▶ [AIM OF THE EXERCISE] In the data below, find every line with the word "pull" and copy it out.

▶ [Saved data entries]
:::::
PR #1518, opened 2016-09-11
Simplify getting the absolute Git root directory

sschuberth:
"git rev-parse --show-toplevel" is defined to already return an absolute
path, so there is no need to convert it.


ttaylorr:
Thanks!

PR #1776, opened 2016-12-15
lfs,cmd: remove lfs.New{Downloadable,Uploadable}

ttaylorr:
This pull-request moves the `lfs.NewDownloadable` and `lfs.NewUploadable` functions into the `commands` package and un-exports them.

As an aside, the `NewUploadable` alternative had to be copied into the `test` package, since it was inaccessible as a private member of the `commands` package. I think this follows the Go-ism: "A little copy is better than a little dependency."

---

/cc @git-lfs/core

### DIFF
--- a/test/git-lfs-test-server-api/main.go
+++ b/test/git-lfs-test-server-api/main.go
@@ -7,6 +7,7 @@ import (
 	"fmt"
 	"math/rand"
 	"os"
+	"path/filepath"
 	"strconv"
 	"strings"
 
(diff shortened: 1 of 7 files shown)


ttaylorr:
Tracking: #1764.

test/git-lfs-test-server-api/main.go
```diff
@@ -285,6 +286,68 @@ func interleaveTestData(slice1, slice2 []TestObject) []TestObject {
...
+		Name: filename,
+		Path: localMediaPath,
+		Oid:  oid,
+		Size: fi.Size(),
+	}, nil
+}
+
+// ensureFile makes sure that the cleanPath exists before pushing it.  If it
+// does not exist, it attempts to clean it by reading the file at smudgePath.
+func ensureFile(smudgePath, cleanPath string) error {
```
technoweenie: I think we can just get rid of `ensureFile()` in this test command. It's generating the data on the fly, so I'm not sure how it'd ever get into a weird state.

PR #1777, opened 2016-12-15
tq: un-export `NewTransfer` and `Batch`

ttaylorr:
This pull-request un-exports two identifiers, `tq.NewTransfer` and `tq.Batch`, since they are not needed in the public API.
:::::
▶ [ANSWER BOX]
This pull-request moves the `lfs.NewDownloadable` and `lfs.NewUploadable` functions into the `commands` package and un-exports them.
This pull-request un-exports two identifiers, `tq.NewTransfer` and `tq.Batch`, since they are not needed in the public API.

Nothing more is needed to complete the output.